I had a problem with gushers for two straight batches. I was certainly not overcarbonating, and the beer tasted fine other than the fact that they sprayed about 3/4 of the beer 6 feet into the air when opened. I narrowed it down to a minor infection, and further narrowed that down to one of my fermentors and/or my ball valve. I cleaned the ever living crap out of both, even taking the ball valve apart, and have not had the gusher issue since. My fermentor has just a bit of caked krausen in a hard to reach spot, and there was about 1/2 a pea of gunked hops in my ball valve. I can only conclude that one of those two added enough contamination to my batch to cause the gusher, but not enough to otherwise affect the batch.

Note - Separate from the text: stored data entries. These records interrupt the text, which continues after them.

Issue #237, opened 2025-03-14
State and Tool proposed Changes from feedback


sjrl:
After discussion with @mathislucka about the State abstraction in the Agent experiment we derived these action items. This list isn't exhaustive, but is meant to completely cover all proposed improvements that are breaking changes so we can bring them in haystack-experimental before moving Agent to Haystack main. 

**Tools** and **ToolInvoker**
- [x] Rename the variables `inputs` and `outputs` to `inputs_from_state` and `outputs_to_state`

Anyway, all that to say, clean the crap out of your equipment and the gushers will probably stop. I don't think you have a priming sugar issue.
 
Getting a glass carboy isn't going to fix anything for you, except empty your wallet.
Save the money and get 2 Better bottles.
 
Topher- that may be my issue. My problem is exactly the same as yours with beer blasting me in the face when i open the bottle. After inspecting my ball valve on my primary fermenter, there was a tiny bit of gunk leftover. I can't seem to get it out either. I'll buy a new fermenter and see if that fixes it!

Thanks for all the help guys like always
 
We've also been having some over carbonation issues. Not gushers, but too fizzy and some overflow if opened and left in the bottle on the counter instead of being poured in a glass. On our first batch we ever made we had gushers. Not knowing what we were doing we didn't measure the honey and just thought we'd add a good amount for "flavor". Terrible idea as they all almost exploded when opened. Lesson learned. We have used less and less honey each time, but after one week of carbonating they are overly carbonated. Just had to put 4 gallons of bottled beer in the fridge in hopes of slowing down the carbonation while we work through them. Some are Grolsch bottles (realized too late we only had 17 bottle caps) so I think we will pop and re-cap those.

I am wondering if we have some sort of infection somewhere. My husband sanitizes everything really well, but we must be missing something. Thanks for this post. I will keep looking for a possible cause.
 
3oz for 5 gallons should be the rule of thumb.

Get a scale and weigh your corn sugar/dextrose. Be sure of the volume you are bottling. If you only end up with 4.5 gallons to bottle - adjust the 3oz down accordingly.
 
How long are you letting them sit in the fridge? If you don't give the CO2 enough time to get into solution in the fridge I know gushers are possible. Just an idea!
 
This is one reason i eventually moved to kegging. Worrying about each bottle was going to ruin this hobby for me.
 
I think the problem is over priming. "about 4 ounces" in 4 1/2 gallons is a pretty stiff prime if it is towards the high side of 4 ounces. I prime 4 ounces into 5.5 gallons and get a pretty high carbonation. Folks always seem to look at infection, but I think it's just process- always go with the most simple solution; it's usually the right one.
 
Each time prior to using the bottling bucket have you taken the spigot out of the bucket and totally disassembled, cleaned, and sanitized all the bits?
 
We used the TBS measurement for honey, but will probably try a different sugar method for the next batch to see if we can get it more precice. A friend had no complaints about the batch, but we compared our clone to the real deal, and ours is definitely more fizzy tasting. I think this specific beer is just brewed with less carbonation maybe? It's Inversion IPA.